Search for an object in an image using a perceptual hash
In those days, when I still believed that programming for myself at lunchtime or after work, you can create your own startup, I had one project. And the project required such an algorithm to search for an object in the image, so that it could be quickly trained on a new object, and that it did not consume a lot of computing resources. After reading the articles about perceptual hash ( once an article and two ), I decided, why not use it to limit the number of studied image areas? And he began to build his bike, instead of using signs of Haar. use perceptual hash, as a filter of image areas, so that after the filter there are only those areas where the desired object is most likely to be located. At the end of the article there is a link to C ++ code using the OpenCV library.
What is the result?
In this video, you can see the work of the object search algorithm in the image in action. The blue bounding box is used to highlight an object in a video when video playback is stopped. In this case, you can remember the appearance of the object. The learning algorithm is instant. Also, the size of the blue bounding box affects the maximum and minimum sizes of the object search window in the image. The red bounding box highlights the area where the target object is most likely located. The algorithm works as follows: ')

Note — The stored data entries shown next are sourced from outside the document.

PR #1026, opened 2022-05-05
Handle request timeouts

### LINKED ISSUE #1012: Some timeouts trigger Sentry modal
**Describe the bug**
Errors should be handled properly by us and not Sentry.
[Sentry report](https://sentry.io/organizations/france-ioi/issues/3228190417/?project=6257761)

Investigate where it comes from, starting by the LTI module.

**To Reproduce**
:construction: 

**Expected behavior**
No Sentry modal should be displayed

ThomasJuster:
## Description

Fixes #1012 

This initial problem should have been fixed by #1018, anyway some enhancement might benefit us:
- Because timeout error stacks are a hell to read, and since we already apply a client-side timeout, I suggest we also intercept timeout errors and replace them by http error 408 timeout. Such errors will be much more readable in the future than rxjs timeouts.
- Since the check login call looks like a source of trouble, I added a retry strategy (3 times) to avoid breaking the whole page when network is temporarily slower.

## Test cases

:warning: can be tested locally only!

- [ ] Case 1:
  1. Given I am any user
  2. When I go to [moodle test "Test LTI 2"](http://moodletest.algorea.org/course/view.php?id=3)
  3. And I click on "Test dev.algorea.org (new platform localhost)"
  4. Then I am redirected to algorea platform
  5. And I open the network panel and refresh]
  6. Then I see 2 fails on check-login service, 3rd is a success, and the platform is loaded normally.

### DIFF
--- a/src/app/shared/http-services/check-login.service.ts
+++ b/src/app/shared/http-services/check-login.service.ts
@@ -21,7 +21,7 @@ export class CheckLoginService {
     const params = new HttpParams({ fromObject: { login_id: loginId } });
 
     return this.http
-      .get<unknown>(`${appConfig.apiUrl}/current-user/check-login-id`, { params, headers: ++count <= 2 ? { timeout: '50' } : {} })
+      .get<unknown>(`${appConfig.apiUrl}/current-user/check-login-id`, { params })
       .pipe(
         decodeSnakeCase(dataDecoder),
         map(data => data.loginIdMatched),
@@ -29,5 +29,3 @@ export class CheckLoginService {
   }
 
 }
-
-let count = 0;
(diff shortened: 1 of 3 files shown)


src/app/shared/http-services/check-login.service.ts
```diff
@@ -21,11 +21,13 @@ export class CheckLoginService {
...
+      .get<unknown>(`${appConfig.apiUrl}/current-user/check-login-id`, { params, headers: ++count <= 2 ? { timeout: '50' } : {} })
       .pipe(
         decodeSnakeCase(dataDecoder),
         map(data => data.loginIdMatched),
       );
   }
 
 }
+
+let count = 0;
```
smadbe, line 33: Kind of global var? The service are supposed to be created only once if well used. If so, it could be a instance variable instead.

ThomasJuster: This is test content to revert

smadbe: ah sorry

smadbe (approved):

Prepare the image for processing (create an integral image)
Calculate the perceptual hash of the image
Check the flag of the array element with the number equal to the perceptual hash
If the perceptual hash passes the test, compare the image section with the patches prepared in advance.
At the last point, problems arise, since the perceptual hash limits the image area is not accurate, and it is impossible to simply cut the found image area with the image of the object, with the slightest shift you will get a big difference. It would be more correct to find the key points in the two images and compare them. In addition, the usual search of patches during the comparison of two images slows down the work of the algorithm, and nevertheless the result could be called "realtime".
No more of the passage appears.